WORK REQUIRED: In the entries below, the word "servlet" appears on some lines. Copy each of those lines.

DATA SUPPLIED:
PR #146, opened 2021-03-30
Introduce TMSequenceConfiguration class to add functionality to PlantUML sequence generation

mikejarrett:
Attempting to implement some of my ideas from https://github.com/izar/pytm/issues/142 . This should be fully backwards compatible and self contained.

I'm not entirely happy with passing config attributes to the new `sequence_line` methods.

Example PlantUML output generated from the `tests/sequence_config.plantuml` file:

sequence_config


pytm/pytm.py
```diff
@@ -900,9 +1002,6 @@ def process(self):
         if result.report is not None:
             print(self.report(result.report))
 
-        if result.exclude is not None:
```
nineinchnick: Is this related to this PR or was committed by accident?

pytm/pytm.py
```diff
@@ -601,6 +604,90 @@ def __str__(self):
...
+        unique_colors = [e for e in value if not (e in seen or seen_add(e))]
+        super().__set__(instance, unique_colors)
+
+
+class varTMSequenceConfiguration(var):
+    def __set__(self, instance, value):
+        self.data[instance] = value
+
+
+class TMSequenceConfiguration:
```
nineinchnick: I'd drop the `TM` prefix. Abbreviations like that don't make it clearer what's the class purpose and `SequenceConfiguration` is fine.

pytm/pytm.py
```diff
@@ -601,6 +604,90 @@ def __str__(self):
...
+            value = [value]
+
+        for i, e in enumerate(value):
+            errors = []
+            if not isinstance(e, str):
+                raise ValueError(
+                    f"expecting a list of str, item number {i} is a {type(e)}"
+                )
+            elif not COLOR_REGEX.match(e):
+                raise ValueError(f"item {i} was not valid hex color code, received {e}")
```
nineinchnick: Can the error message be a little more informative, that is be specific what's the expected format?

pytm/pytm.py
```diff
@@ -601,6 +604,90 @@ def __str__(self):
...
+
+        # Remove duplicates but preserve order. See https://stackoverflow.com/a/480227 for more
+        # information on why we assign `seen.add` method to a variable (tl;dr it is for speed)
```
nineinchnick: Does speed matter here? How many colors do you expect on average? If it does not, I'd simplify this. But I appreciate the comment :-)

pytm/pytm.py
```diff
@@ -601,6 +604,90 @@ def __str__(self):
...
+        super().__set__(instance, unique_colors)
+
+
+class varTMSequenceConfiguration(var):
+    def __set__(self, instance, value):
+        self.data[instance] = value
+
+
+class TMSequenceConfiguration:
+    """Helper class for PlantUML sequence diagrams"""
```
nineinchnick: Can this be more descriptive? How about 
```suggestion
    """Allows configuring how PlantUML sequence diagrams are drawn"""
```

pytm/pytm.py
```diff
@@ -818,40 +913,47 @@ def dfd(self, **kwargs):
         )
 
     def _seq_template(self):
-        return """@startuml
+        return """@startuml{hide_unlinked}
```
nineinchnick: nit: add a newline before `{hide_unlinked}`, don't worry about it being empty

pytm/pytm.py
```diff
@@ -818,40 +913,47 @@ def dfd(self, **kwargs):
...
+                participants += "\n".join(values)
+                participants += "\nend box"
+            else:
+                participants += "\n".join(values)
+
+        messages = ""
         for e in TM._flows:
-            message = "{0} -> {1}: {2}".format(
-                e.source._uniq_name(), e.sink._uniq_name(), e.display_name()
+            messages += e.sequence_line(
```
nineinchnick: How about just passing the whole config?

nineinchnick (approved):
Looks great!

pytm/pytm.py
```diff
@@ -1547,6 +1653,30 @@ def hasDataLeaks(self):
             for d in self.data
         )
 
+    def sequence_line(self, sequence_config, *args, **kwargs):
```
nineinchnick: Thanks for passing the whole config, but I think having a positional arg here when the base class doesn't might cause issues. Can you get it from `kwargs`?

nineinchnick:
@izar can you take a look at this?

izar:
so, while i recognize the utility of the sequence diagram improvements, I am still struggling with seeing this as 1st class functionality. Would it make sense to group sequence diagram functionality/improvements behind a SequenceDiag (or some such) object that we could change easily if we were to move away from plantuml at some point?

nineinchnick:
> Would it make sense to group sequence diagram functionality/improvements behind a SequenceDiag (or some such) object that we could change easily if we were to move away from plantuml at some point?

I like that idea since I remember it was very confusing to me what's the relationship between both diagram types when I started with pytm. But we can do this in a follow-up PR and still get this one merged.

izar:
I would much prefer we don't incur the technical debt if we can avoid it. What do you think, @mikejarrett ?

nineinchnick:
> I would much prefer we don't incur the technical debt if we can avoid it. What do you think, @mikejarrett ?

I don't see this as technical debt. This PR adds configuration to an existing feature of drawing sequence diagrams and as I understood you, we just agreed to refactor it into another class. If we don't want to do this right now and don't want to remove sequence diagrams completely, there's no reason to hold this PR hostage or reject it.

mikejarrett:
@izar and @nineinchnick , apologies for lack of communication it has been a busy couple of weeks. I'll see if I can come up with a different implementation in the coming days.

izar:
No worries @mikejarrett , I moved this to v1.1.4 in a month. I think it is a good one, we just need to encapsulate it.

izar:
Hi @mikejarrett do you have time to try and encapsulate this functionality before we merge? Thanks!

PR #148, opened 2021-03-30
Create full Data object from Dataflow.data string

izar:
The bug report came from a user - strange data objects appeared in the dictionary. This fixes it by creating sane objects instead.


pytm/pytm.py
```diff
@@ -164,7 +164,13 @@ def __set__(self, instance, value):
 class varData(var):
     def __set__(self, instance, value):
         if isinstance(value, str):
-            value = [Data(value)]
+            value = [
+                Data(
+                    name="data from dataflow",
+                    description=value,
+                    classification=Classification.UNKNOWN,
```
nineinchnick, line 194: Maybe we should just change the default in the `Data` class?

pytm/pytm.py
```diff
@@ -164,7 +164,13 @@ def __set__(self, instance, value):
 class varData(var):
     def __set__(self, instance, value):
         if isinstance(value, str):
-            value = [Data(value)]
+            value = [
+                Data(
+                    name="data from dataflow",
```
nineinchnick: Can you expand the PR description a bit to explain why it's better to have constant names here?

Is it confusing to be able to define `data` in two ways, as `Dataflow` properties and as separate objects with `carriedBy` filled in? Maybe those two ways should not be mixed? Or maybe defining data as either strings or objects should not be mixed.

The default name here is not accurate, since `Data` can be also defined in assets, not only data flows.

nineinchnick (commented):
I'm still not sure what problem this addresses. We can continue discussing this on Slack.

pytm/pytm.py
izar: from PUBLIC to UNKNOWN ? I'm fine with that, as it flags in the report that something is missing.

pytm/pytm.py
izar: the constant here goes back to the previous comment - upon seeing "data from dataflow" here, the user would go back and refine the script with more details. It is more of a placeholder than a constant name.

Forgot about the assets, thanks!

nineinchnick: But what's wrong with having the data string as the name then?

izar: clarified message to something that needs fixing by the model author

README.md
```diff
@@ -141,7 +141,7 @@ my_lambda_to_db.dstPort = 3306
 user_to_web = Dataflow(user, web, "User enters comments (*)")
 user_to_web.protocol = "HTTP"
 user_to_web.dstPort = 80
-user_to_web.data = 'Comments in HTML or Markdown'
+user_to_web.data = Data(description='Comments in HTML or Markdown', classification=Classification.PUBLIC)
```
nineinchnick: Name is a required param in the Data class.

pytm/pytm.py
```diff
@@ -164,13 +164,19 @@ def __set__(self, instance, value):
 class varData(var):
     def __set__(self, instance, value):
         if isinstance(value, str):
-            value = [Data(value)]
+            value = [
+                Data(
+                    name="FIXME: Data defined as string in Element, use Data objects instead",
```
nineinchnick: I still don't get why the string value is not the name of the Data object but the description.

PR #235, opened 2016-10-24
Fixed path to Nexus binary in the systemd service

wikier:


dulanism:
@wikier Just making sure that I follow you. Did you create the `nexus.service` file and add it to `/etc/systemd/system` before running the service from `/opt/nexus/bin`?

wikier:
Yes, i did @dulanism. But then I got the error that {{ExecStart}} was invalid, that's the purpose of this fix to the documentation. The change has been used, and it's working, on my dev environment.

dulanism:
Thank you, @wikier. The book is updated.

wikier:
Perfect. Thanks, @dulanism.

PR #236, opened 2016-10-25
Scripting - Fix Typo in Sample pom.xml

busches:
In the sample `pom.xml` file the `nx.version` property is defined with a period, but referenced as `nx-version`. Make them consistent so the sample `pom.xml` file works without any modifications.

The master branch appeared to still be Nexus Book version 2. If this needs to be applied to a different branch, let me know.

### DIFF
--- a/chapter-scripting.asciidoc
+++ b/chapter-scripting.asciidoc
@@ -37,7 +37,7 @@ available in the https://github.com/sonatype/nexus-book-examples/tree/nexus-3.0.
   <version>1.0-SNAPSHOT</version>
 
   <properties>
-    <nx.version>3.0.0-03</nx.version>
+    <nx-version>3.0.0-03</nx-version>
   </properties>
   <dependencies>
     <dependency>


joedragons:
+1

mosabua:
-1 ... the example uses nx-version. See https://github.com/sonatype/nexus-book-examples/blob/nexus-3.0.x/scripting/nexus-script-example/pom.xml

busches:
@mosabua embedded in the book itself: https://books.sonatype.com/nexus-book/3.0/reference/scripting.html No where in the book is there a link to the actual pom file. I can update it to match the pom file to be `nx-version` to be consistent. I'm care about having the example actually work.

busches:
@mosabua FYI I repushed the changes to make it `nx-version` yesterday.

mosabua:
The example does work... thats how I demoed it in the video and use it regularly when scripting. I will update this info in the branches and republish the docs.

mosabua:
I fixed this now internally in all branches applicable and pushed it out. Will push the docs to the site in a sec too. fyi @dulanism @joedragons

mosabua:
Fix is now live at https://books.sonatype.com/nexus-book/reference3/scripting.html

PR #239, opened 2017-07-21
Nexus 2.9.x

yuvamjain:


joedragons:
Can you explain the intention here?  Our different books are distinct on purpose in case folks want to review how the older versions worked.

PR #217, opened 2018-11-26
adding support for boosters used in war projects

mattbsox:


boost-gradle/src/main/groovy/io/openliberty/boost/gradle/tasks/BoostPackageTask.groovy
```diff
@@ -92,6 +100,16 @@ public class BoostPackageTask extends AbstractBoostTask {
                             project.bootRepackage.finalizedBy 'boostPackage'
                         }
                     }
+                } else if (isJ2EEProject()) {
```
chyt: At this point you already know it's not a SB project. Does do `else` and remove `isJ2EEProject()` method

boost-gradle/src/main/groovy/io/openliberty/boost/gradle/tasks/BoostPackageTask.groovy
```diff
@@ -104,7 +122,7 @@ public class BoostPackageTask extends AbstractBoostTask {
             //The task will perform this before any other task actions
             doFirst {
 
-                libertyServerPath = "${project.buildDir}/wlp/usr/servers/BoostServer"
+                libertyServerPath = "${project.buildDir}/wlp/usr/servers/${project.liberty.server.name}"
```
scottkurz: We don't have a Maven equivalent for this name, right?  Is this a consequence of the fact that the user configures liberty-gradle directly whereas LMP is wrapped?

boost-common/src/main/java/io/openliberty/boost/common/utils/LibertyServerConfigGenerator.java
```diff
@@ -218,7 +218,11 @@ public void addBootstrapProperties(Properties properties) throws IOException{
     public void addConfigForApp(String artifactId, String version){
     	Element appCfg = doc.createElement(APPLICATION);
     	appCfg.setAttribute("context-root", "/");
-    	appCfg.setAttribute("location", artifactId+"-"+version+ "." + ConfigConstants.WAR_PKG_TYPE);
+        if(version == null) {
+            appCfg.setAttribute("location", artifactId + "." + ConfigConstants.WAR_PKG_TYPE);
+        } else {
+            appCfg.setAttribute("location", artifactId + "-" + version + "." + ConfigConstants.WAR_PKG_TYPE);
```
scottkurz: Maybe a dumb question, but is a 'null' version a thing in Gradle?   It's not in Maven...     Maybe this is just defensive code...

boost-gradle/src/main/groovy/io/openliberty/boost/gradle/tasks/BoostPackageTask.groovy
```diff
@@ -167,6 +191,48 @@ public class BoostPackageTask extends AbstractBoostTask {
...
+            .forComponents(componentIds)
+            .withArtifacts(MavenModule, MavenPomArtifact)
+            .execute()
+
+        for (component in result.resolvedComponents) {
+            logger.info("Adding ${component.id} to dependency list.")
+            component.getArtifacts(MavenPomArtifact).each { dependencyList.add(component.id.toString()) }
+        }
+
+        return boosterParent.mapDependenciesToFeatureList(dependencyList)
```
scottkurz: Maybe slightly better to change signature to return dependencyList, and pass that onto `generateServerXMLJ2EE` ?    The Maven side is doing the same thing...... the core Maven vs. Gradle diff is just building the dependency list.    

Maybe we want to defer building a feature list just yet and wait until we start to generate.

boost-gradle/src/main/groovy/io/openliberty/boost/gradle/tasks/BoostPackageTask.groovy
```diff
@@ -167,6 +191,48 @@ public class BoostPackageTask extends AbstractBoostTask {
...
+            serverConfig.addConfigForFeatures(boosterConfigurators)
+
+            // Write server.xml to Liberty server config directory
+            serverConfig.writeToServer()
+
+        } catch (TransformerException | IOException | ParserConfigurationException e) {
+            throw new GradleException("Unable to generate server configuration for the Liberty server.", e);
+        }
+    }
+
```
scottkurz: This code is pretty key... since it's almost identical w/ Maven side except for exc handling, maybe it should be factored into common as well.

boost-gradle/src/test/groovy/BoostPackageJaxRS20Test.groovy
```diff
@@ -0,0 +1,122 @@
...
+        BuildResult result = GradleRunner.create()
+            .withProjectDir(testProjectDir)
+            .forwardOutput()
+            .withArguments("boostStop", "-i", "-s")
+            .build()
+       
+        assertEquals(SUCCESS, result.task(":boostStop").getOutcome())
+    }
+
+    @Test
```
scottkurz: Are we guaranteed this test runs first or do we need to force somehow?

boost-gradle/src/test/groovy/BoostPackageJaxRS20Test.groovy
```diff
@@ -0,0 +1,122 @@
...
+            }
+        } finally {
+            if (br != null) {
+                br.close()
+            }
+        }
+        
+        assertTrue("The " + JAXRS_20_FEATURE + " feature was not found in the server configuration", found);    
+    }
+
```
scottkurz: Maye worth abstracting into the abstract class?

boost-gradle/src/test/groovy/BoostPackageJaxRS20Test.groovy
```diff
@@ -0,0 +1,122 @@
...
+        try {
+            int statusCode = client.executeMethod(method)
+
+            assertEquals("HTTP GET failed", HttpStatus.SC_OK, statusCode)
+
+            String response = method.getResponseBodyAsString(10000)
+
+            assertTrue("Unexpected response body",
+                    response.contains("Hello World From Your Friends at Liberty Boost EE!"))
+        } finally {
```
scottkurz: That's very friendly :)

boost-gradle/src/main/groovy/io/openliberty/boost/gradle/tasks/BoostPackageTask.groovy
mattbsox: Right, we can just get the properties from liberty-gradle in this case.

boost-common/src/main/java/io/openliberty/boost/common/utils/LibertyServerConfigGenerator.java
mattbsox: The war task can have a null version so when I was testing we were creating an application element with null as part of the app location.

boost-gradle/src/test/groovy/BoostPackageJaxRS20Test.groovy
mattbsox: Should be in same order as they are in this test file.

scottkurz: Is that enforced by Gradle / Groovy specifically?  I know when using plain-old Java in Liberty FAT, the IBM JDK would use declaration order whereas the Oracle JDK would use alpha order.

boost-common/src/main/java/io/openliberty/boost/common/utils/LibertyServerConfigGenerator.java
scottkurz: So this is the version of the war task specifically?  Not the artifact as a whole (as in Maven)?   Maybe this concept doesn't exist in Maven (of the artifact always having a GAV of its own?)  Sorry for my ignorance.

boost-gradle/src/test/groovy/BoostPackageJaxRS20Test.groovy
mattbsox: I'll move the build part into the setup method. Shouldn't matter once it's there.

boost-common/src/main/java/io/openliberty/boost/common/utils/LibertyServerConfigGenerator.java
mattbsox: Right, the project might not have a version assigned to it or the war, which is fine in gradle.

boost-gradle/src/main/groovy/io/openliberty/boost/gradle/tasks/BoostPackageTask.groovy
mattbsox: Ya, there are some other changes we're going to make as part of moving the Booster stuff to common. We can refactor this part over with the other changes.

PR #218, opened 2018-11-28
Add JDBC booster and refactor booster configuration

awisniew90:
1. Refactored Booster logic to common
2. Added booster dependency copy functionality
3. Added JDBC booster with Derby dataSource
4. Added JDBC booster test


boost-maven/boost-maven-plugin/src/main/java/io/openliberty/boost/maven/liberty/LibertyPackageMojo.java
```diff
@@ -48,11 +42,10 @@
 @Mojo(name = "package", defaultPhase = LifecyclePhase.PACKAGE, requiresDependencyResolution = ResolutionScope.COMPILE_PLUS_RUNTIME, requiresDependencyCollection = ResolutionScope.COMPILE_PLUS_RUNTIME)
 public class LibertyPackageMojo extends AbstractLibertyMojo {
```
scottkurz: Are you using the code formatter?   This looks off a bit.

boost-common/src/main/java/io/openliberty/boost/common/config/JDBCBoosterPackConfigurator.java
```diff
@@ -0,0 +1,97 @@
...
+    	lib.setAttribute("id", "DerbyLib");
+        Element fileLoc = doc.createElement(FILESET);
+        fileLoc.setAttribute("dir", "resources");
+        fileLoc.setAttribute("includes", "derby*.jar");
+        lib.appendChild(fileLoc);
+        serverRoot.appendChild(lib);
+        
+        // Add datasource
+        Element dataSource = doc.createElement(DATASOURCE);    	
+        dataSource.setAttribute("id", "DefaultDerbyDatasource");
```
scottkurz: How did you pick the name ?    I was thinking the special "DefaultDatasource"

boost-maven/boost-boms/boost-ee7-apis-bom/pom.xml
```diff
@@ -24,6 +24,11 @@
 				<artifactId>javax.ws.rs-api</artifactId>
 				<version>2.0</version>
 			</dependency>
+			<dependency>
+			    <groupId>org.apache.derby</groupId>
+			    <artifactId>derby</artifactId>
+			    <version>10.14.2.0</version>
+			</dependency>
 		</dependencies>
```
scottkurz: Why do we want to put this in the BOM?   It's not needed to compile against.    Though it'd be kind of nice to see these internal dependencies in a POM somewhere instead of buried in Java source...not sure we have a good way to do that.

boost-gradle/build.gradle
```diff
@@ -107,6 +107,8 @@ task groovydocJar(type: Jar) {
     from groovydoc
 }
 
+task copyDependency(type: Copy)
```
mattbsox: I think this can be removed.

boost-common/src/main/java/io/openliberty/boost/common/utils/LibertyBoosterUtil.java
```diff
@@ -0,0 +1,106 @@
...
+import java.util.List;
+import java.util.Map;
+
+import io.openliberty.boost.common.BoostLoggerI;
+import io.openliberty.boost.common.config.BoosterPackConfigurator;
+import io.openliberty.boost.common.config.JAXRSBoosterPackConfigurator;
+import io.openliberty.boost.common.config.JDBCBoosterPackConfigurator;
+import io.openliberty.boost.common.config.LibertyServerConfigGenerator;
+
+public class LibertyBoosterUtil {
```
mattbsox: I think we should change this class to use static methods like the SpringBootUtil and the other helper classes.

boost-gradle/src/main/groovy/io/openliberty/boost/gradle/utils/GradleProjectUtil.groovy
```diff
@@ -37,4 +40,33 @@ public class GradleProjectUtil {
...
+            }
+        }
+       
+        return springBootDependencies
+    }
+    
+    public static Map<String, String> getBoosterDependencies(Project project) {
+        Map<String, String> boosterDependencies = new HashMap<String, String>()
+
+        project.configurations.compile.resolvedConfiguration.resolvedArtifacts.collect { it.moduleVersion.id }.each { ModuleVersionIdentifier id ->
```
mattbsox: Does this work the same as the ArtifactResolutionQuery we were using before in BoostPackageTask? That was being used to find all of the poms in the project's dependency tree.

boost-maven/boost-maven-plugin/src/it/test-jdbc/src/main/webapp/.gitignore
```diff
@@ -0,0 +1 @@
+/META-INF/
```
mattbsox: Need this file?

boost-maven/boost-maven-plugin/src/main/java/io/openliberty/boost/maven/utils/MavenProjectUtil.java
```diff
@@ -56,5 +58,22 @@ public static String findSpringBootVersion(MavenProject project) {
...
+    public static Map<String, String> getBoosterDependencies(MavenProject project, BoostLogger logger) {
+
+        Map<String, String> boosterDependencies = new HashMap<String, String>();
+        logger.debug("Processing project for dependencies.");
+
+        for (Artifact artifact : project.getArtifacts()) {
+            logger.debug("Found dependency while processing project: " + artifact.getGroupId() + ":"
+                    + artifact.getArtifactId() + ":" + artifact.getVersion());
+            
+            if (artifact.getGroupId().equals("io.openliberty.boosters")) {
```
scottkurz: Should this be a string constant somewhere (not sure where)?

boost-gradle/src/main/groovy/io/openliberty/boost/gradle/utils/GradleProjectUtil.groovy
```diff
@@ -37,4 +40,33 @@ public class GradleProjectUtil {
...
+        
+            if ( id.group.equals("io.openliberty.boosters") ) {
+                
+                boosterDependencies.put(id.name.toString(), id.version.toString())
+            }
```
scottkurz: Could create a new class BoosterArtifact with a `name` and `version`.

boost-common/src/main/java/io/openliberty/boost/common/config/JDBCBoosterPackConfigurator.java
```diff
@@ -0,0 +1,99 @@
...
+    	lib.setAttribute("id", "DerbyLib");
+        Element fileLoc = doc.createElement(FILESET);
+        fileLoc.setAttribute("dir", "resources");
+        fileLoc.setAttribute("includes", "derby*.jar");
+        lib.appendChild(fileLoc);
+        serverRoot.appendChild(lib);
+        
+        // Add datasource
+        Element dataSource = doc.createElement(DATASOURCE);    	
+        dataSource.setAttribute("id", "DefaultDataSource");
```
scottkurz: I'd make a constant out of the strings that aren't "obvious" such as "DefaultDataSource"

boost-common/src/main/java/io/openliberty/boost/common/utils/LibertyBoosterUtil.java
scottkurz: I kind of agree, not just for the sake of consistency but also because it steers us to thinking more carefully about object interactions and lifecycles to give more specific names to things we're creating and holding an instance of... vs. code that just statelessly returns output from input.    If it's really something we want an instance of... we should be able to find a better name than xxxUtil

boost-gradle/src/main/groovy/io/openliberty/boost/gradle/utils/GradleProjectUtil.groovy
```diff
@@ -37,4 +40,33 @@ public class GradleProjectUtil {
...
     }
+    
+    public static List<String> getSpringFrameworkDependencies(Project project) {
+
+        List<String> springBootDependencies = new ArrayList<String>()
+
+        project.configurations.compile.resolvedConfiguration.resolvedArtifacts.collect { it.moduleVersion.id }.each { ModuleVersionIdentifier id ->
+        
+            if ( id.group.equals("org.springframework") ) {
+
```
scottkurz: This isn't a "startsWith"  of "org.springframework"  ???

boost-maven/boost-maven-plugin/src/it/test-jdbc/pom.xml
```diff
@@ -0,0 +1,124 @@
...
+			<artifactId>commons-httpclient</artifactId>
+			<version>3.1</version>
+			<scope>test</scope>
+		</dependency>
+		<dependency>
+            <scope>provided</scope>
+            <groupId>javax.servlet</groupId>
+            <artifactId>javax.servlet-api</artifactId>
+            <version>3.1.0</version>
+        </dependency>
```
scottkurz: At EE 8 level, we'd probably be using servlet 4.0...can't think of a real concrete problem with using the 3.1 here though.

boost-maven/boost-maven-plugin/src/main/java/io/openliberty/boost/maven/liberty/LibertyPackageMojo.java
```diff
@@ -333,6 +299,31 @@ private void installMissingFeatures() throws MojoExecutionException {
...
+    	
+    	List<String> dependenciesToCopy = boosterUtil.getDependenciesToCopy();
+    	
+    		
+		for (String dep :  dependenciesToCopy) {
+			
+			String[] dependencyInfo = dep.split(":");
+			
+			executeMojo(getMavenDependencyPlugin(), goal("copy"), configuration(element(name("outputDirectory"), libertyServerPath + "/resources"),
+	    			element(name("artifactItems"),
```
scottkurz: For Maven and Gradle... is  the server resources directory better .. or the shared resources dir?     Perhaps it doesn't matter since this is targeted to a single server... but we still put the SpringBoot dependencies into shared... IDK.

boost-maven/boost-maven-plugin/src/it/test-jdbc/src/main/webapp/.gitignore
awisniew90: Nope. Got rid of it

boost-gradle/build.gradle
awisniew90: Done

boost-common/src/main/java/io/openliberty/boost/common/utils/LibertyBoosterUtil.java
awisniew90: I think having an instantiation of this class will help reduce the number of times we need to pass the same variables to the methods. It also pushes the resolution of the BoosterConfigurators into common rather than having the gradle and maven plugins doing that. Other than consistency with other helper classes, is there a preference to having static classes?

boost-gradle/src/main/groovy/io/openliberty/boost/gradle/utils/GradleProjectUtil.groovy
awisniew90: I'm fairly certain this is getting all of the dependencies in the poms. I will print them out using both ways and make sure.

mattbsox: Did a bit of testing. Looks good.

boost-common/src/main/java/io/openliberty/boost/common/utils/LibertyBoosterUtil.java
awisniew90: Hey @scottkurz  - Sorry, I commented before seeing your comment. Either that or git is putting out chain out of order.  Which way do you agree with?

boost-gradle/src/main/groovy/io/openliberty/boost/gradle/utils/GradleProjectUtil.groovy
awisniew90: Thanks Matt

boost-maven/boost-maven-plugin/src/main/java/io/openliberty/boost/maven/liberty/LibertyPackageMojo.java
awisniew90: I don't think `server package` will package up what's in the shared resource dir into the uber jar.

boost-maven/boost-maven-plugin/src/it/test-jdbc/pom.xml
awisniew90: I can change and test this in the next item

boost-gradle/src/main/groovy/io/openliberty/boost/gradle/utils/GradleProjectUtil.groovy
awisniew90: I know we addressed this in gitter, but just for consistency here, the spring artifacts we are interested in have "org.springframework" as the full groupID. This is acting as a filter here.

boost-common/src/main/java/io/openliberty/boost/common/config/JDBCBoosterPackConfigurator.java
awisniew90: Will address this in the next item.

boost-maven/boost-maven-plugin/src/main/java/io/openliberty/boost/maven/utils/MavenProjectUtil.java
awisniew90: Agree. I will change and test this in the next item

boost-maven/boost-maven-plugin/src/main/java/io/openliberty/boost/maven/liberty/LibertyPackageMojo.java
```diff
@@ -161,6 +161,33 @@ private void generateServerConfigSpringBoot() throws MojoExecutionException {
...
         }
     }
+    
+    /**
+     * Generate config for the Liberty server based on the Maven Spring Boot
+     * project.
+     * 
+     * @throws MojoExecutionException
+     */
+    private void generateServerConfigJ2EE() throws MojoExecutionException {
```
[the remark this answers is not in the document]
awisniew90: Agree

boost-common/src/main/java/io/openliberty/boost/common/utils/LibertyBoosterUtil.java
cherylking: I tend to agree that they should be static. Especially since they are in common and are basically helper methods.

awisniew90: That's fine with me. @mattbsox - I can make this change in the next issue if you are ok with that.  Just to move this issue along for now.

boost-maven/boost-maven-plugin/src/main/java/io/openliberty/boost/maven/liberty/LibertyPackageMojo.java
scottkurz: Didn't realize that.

RESPONSE BELOW:
+            <groupId>javax.servlet</groupId>
+            <artifactId>javax.servlet-api</artifactId>
scottkurz: At EE 8 level, we'd probably be using servlet 4.0...can't think of a real concrete problem with using the 3.1 here though.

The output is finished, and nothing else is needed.